Revision as of 16:22, 27 March 2020

Section 12.9 of the Extraordinary Events chapter are the Additional Disruption Events, which are specific to the swap itself, as distinct from the underlying Shares, Indexes or the wider market — though (needless to say, really) the Additional Disruption Events are often a function of — derivative of, even — events in the underlying market.

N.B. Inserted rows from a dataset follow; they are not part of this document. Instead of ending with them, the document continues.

PR #276, opened 2025-05-26
Use value_or instead of maybe_null_to_shape

yasahi-hpc:
This PR further simplifies PR #275 by [`value_or`](https://en.cppreference.com/w/cpp/utility/optional/value_or).


tpadioleau (approved):
ok for me

yasahi-hpc:
@tpadioleau Thanks! I will merge this

PR #282, opened 2025-06-08
Suppress disclaimer

yasahi-hpc:
After v0.3.0, we secure the current APIs and thus no longer change APIs without deprecated warnings.


tpadioleau (approved):
Fine with me

yasahi-hpc:
Thank you for approval. I will merge this

PR #295, opened 2025-07-03
Add navier-stokes example

yasahi-hpc:
This PR aims at adding a 3D-NS solver as an advanced example.

- [x] Kokkos version
- [ ] Python version
- [ ] README.md


yasahi-hpc:
> What new features does this example explore compared to "10_HasegawaWakatani" ?

Not much, just more practical.
This can be a good example for distributed FFT

PR #316, opened 2025-09-02
Update rocm Dockerfile to use hipcc 6.2.0

yasahi-hpc:
This PR aims at updating hipcc version in nightly to 6.2.0 which is a new minimum in Kokkos 5.0.


yasahi-hpc:
I have made a look at our Dockerfiles. Since gcc 11.0 is available on ubuntu:22.04, all the images should satisfy new minimum.

PR #300, opened 2025-07-10
Add installation guide with spack

yasahi-hpc:
Resolves #69 

This PR aims at adding an installation guide with spack.

- [x] Add a guide in README.md
- [ ] Add a more comprehensive installation guide in docs
- [ ] Add a CI through spack installation

PR #323, opened 2025-09-11
Add spack installation CI for SYCL backend

### LINKED ISSUE #321: kokkos-fft does not build in a Spack oneapi stack
log from Spack CI (https://gitlab.spack.io/spack/spack-packages/-/jobs/18060719): [oneapi.log](https://github.com/user-attachments/files/22254260/oneapi.log)

yasahi-hpc:
Resolves #321

This PR aims at adding a spack installation CI for sycl environment.
Documentation will be done in https://github.com/kokkos/kokkos-fft/pull/300

### DIFF
--- a/docker/intel/Dockerfile
+++ b/docker/intel/Dockerfile
@@ -13,21 +13,19 @@ RUN apt-get update && apt-get install -y \
         git \
         ccache \
         libfftw3-dev \
-        python3 \
-        gfortran \
         $ADDITIONAL_PACKAGES \
         && \
     apt-get clean && \
     rm -rf /var/lib/apt/lists/*
 
-ENV FFTWDIR=/usr \
-    CMAKE_DIR=/opt/cmake
+ENV FFTWDIR "/usr"
 
 RUN git config --global --add safe.directory "*"
 
 # Install newer CMake manually
 ARG CMAKE_VERSION=3.25.2
 
+ENV CMAKE_DIR=/opt/cmake
 RUN CMAKE_URL=https://github.com/Kitware/CMake/releases/download/v${CMAKE_VERSION} && \
     CMAKE_SCRIPT=cmake-${CMAKE_VERSION}-linux-x86_64.sh && \
     CMAKE_SHA256=cmake-${CMAKE_VERSION}-SHA-256.txt && \
@@ -48,3 +46,4 @@ ENV PATH=${CMAKE_DIR}/bin:$PATH
 
 WORKDIR /work
 CMD ["bash"]
+


yasahi-hpc:
@tpadioleau 
Thank you for the fix. 
Do you know why we need to specify the compiler?

tpadioleau:
> @tpadioleau Thank you for the fix. Do you know why we need to specify the compiler?

Actually the fix is not really a fix, the docker image contains two oneapi installations:
- the one from the image
- the one from Spack

When Spack installed version 2024, there was a mix of the two: using include files from one installation and linking to the other installation resulting in a ABI incompatibility.

I failed to tell Spack to reuse the installation from the image. We need to figure out to proceed.

tpadioleau:
> Do you know why we need to specify the compiler?

I think Kokkos only imposes the compiler for the CUDA backend when using the wrapper. For the rest of the backends, i think it is the responsability of the user to use a compatible compiler.

yasahi-hpc:
> > Do you know why we need to specify the compiler?
> 
> I think Kokkos only imposes the compiler for the CUDA backend when using the wrapper. For the rest of the backends, i think it is the responsability of the user to use a compatible compiler.

Makes sense. I thought spack manages the dependency to the compiler as well

.github/workflows/spack-test.yaml
```diff
@@ -42,5 +43,40 @@ jobs:
...
+          bash -c "apt update && \
+            apt install --yes --no-install-recommends file bzip2 ca-certificates g++ gcc gfortran git gzip lsb-release patch python3 tar unzip xz-utils zstd && \
+            git clone --depth=1 --branch=v1.0.2 https://github.com/spack/spack.git && \
+            . spack/share/spack/setup-env.sh && \
+            spack install intel-oneapi-compilers@2025 && \
+            spack spec ${{ matrix.backend.spec }} && \
+            spack install ${{ matrix.backend.spec }} && \
+            spack load cmake intel-oneapi-compilers kokkos kokkos-fft && \
+            cd /work/install_test/as_library && \
+            cmake -D CMAKE_CXX_COMPILER=${{ matrix.backend.compiler }} -B build && \
```
yasahi-hpc, line 81: Does it make sense to create a new image for this?

yasahi-hpc: Sure. We cannot rely on gcc container which is almost identical to the official image of Ubuntu

yasahi-hpc (commented):
LGTM

docker/intel/Dockerfile
```diff
@@ -13,19 +13,21 @@ RUN apt-get update && apt-get install -y \
         git \
         ccache \
         libfftw3-dev \
+        python3 \
+        gfortran \
```
tpadioleau, line 17: Do we still need it ?

yasahi-hpc: No, we can revert this change. 
Clean up the docker `ENV` should be made in another PR

yasahi-hpc: Does this resolve #321 ?

tpadioleau: > Does this resolve #321 ?

I think yes, we can conclude that kokkos-fft is fine, the problem is on the Spack side.

yasahi-hpc: > Ok so we remove all changes in this Dockerfile ?

Yes, please

tpadioleau:
> Thanks for the update. Can I merge this?

Yes I think it is ready.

Break these “Extraordinary Events” into four categories:

Corporate events on Issuers: Corporate Events are generally benign[1] but not always expected or even wanted adjustments to the corporate structure and management of specific underlying SharesTender Offers, Mergers, management buyouts and events that change the economic proposition represented by those Shares, and not the equity derivative contract. So: Merger Events and Tender Offers;

Index adjustments: For Index trades, unexpected adjustments and changes to methodologies and publishing strategies of underlying Index (as opposed to changes in the composition of the Index according to its pre-existing rules) — collectively call these “Index Adjustment Events”. So:

Index Modification: Changes in the calculation methodology for the Index
Index Cancellation: Where Indexes are discontinued with replacement;
Index Disruption: disruption in the calculation and publication of Index values;

Negative events affecting Issuers: Nationalizations, Insolvency, Delisting of underlying Issuers;

Additional Disruption Events: Events which directly impair performance and risk management of the Transaction itself. These often cross over with market- and Issuer-dependent events above, but the emphasis here is their direct impact on the parties’ abilities to perform and hedge the derivative Transaction itself. So:

The Triple Cocktail: The Triple Cocktail of Change in Law, Hedging Disruption and Increased Cost of Hedging;
Stock borrow events: Specific issues relating to short-selling (Loss of Stock Borrow and Increased Cost of Stock Borrow); and
Random ones that aren’t needed or used: Two random ones that don’t brilliantly fit with this theory, and which people tend to disapply — possibly for that exact reason, but they are fairly well covered by the Triple Cocktail anyway — Failure to Deliver under the Transaction on account of illiquidity and, even more randomly, Insolvency Filing[2].
  1. “Benign” from the point of view of the target company’s solvency and market prospects; not quite so benign from its management team’s prospects of ongoing employment.
  2. especially since there is already an “Insolvency” event covering most of this).